[Aim of the task]:
From the records below, report the number of lines that contain "ciphers", and add nothing.

[Record set]:
========================================

PR #11908, opened 2020-05-22
fips: add AES CFB & OFB mode ciphers to FIPS provider.

paulidale:
Put the AES-CFB & AES-OFB ciphers into the FIPS provider after confirmation from the FIPS lab that this is okay.


paulidale:
I'm not sure there is a place.  The relevant manual page (`man7/OSSL_PROVIDER-FIPS.pod`) only has this to say about AES modes:

```
=item AES, see L<EVP_CIPHER-AES(7)>
```

test/recipes/30-test_evp_data/evpciph.txt
```diff
@@ -259,31 +259,27 @@ Ciphertext = B2EB05E2C39BE9FCDA6C19078C6A9D1B
 #   AES-bits-CFB:key:IV/ciphertext':plaintext:ciphertext:encdec
 # CFB128-AES128.Encrypt
 Cipher = AES-128-CFB
-Availablein = default
```
levitte, line 262: Should anyone try this with the legacy provider only, the test will fail miserably.  Therefore, instead of removing this line, I'd rather add another with `Availablein = fips`

paulidale: The other AES cipher modes (except OFB) don't include an `Availablein` line at all.  Why is CFB special?

mattcaswell:
> =item AES, see L<EVP_CIPHER-AES(7)>

And that reference doesn't seem to even exist. That seems to indicate a whole in our documentation. Not to be resolved here though.

paulidale:
Yup :(

test/recipes/30-test_evp_data/evpciph.txt
paulidale: There is one instance of "Availablein = fips" in the EVP tests: to verify AES-XTS mode with duplicate keys errors out properly.

levitte:
> And that reference doesn't seem to even exist. That seems to indicate a whole in our documentation.

Yup, that's because no one has done the documentation move for EVP_CIPHER yet. I assume provider-cipher.pod still contains implementation specific details.

paulidale:
Travis failures are timeouts.

paulidale:
ping?

paulidale:
Merged to master, thanks for the input.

========================================

[Answer area]:
2